A nationwide blood shortage is also taking a toll on hospitals, including where Peck and Elmouchi work.

Winter weather and the omicron surge led organizers to cancel hundreds of blood drives in recent weeks, said Emily Coberly, division chief medical officer overseeing Arkansas, Louisiana and Missouri for the American Red Cross.

“It’s a perfect storm,” she added.

Normally, the Red Cross aims to have a five-day supply of blood to distribute to hospitals, Coberly said. But for several weeks, the organization has been working with less than a day’s supply.

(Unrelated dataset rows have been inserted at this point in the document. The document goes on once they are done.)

PR #77, opened 2020-07-15
Variable declarations for primitive vals

swalsh15:
Added support for variable declarations for strings, booleans, and ints.

### DIFF
--- a/java/code_to_gast/java_router.py
+++ b/java/code_to_gast/java_router.py
@@ -1,6 +1,7 @@
 import javalang.tree
 import java.code_to_gast.java_expression as java_expression
 import java.code_to_gast.java_helpers as java_helpers
+import java.code_to_gast.java_assign as java_assign
 
 def node_to_gast(node):
     #base cases
@@ -30,6 +31,11 @@ def node_to_gast(node):
         return node_to_gast(node.expression)
     elif type(node) == list:
         return java_helpers.node_list_to_gast_list(node)
+    elif type(node) == javalang.tree.LocalVariableDeclaration:
+        # our current gAST doesn't support multiple declarations/unsure what that is
+        return node_to_gast(node.declarators[0])
+    elif type(node) == javalang.tree.VariableDeclarator:
+        return java_assign.assign_to_gast(node)
     else:   
         # not supported
         return {"type": "error", "value": "unsupported"}
--- a/java/code_to_gast/java_router.py
+++ b/java/code_to_gast/java_router.py
@@ -32,8 +32,11 @@ def node_to_gast(node):
     elif type(node) == list:
         return java_helpers.node_list_to_gast_list(node)
     elif type(node) == javalang.tree.LocalVariableDeclaration:
-        # our current gAST doesn't support multiple declarations/unsure what that is
-        return node_to_gast(node.declarators[0])
+        # our current gAST doesn't support multiple declarations
+        if len(node.declarators) == 1:
+            return node_to_gast(node.declarators[0])
+        else:
+            return {"type": "error", "value": "unsupported"}
     elif type(node) == javalang.tree.VariableDeclarator:
         return java_assign.assign_to_gast(node)
     else:   
--- a/java/gast_to_code/gast_to_code_java.py
+++ b/java/gast_to_code/gast_to_code_java.py
@@ -27,7 +27,20 @@ class JavaGastToCodeConverter(AbstractGastToCodeConverter):
         return "System.out.println"
 
     def handle_var_assign(gast):
-        pass
+        var_id = router.gast_to_code(gast["varId"], "js")
+        var_value = router.gast_to_code(gast["varValue"], "js")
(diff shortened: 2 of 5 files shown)


java/code_to_gast/java_router.py
```diff
@@ -30,6 +31,11 @@ def node_to_gast(node):
         return node_to_gast(node.expression)
     elif type(node) == list:
         return java_helpers.node_list_to_gast_list(node)
+    elif type(node) == javalang.tree.LocalVariableDeclaration:
+        # our current gAST doesn't support multiple declarations/unsure what that is
```
g-harel, line 35: I don't have any fixes to suggest, but this seems like it might lead to silent failures.

java/gast_to_code/gast_to_code_java.py
```diff
@@ -27,7 +27,20 @@ def handle_log_statement(gast):
         return "System.out.println"
 
     def handle_var_assign(gast):
-        pass
+        var_id = router.gast_to_code(gast["varId"], "js")
```
g-harel, line 30: Is reusing the `js` helpers here intentional?

java/gast_to_code/gast_to_code_java.py
```diff
@@ -27,7 +27,20 @@ def handle_log_statement(gast):
...
+        var_value = router.gast_to_code(gast["varValue"], "js")
+        var_type = gast["varValue"]["type"]
+        
+        if var_type == "num":
+            kind = "int"
+        elif var_type == "str":
+            kind = "String"
+        elif var_type == "bool":
+            kind = "boolean"
+        else:
```
g-harel, line 40: Should this be an unsupported error instead? At least for the type part.

java/gast_to_code/gast_to_code_java.py
```diff
@@ -27,7 +27,20 @@ def handle_log_statement(gast):
...
+            kind = "customType"
+
+        return kind + " " + var_id + " = " + var_value
```
g-harel, line 43: Would this be the right place to add semicolons?

java/code_to_gast/java_router.py
```diff
@@ -30,6 +31,11 @@ def node_to_gast(node):
...
+        return node_to_gast(node.declarators[0])
```
jackdavidweber, line 36: Don't love the idea of having to call the first item of the list. Feel like when we have done this in the past, we later realized that the other items in the list were actually important and necessary. May be necessary in this case but just something to be mindful of

java/gast_to_code/gast_to_code_java.py
jackdavidweber: +1 'js' should be reserved for javascript

test/test_java_primitives.py
```diff
@@ -8,6 +8,8 @@ def test_basic(self):
     def test_basic_args(self):
         code = 'System.out.println("s");\n 1;'
         self.assertEqual('System.out.println("s")\n1', main.main(code, 'java', 'java'))
-
+    def test_basic_var_declaration(self):
+        code = 'int x = 1;\n String s = "s";\nboolean b = false;'
+        self.assertEqual('int x = 1\nString s = "s"\nboolean b = false', main.main(code, 'java', 'java'))
```
jackdavidweber, line 13: I would split this into multiple tests to improve readability and make it easier to fix future errors

java/code_to_gast/java_router.py
Danish21: https://stackoverflow.com/questions/6202818/initializing-multiple-variables-to-the-same-value-in-java#:~:text=You%20can%20declare%20multiple%20variables,opposite%20of%20%22visually%20simple%22.

Maybe detect that case and return feature not supported error?

java/gast_to_code/gast_to_code_java.py
Danish21: I think this is for when the kind is not a primitive i.e. MyFooClass. Can we store/use that exact type instead? i.e. 

java -> java would be
MyFooClass foo = new FooClass(); -> MyFooClass foo = new FooClass(); 
instead of customType foo = new FooClass();

java/gast_to_code/gast_to_code_java.py
Danish21: +1 not sure how semicolons are working.

java/code_to_gast/java_router.py
Danish21: Maybe also file a ticket for js and python since they both support though with different syntaxs.

java/code_to_gast/java_router.py
swalsh15: I'll look more into this. BTW this is still being done on the python and js side where we only look at target[0] or declaration[0]. I'll leave the comment in

swalsh15: Adding an error check here to return unsupported if more than one elm in list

On top of steeply declining donations during the last four months, Coberly said disruptions to flights have hampered the Red Cross’s ability to ship blood.

With the existing shortage, Coberly said many hospitals are in a difficult position because a single trauma patient — a car accident victim or a patient who hemorrhages in childbirth — could use almost all of the blood on-hand.

“Blood cannot be manufactured or stockpiled, it has a shelf life,” Coberly said. “The need for blood is constant, and it’s going to take time to recover.”

As the worst of the omicron surge passes in Northeast states, hospitals in other parts of the country are on the front line of waves hitting populations with lower vaccination rates.

Hospital leaders in Oklahoma City wrote an open letter to the community last week warning the system had reached a breaking point and may struggle to provide care, pleading with residents to get vaccinated and boosted and avoid coming to the emergency room to get tested.

In the days since the letter, Integris Health system reached a record with 366 coronavirus patients across its Oklahoma hospitals. Beds have been exhausted, and the hospital routinely declines transfers, turning down 500 patients in a week. On Tuesday, 30 patients waited for beds in the emergency room of its flagship hospital, Integris Baptist Medical Center, in Oklahoma City.

Even as omicron appears to generally cause less serious illness, it still leaves enough people with severe cases that about 4 in 10 patients in the country’s intensive care units are covid-positive, matching levels seen during earlier surges.

“I don’t know if people understand how sick you can become if you are unvaccinated,” said Julie Watson, chief medical officer for Integris. “The reason they succumb to this illness is their body overreacts. Fluid in the lungs, kidneys shut down, and there’s times you can’t bring patients back from that.

“But when you are vaccinated, your body has gotten the blueprints for how to kill the enemy,” Watson said.

While hospitals like those in Oklahoma City have been rallying the community for support, officials and physicians elsewhere are starting to resign themselves to a public tuned out or indifferent to the struggles on the front lines.

Nebraska Medicine, a health network including the state’s largest hospital, activated crisis standards of care this month as demand for care exceeded resources.

Outside the hospital walls, Omaha’s top public health official has been fighting in court to impose a mask mandate to relieve pressure on the health-care system despite a legal challenge by the Republican state attorney general and a skeptical mayor. A judge Tuesday ruled against the attorney general’s attempt to halt the mask mandate, but the back-and-forth has left some in disbelief.

“Instead of working together with a unity of purpose, we are squabbling with one another over who has authority to do what. It is truly the government failing to serve the population,” said Mark Rupp, chief of Nebraska Medicine’s infectious-diseases division.

Rupp said the hospital hasn’t reached a point that it’s rationing health care as permitted under crisis standards of care, a plan deployed by hospitals to conserve resources when they are at risk of not being able to serve every patient. But it has been postponing more elective procedures, shifting staff in administrative roles to caring for patients and bringing back workers from quarantine and isolation sooner than usual. And staff had little time to recover after the delta surge in the fall.

“At this point, we’re feeling a little bit abandoned and a little bit double-crossed by the community we are trying to serve,” Rupp said. “If everyone embraced vaccination, embraced wearing of masks, complied with public health recommendations with regard to gathering and being safe, then so much of this could be blunted and prevented.”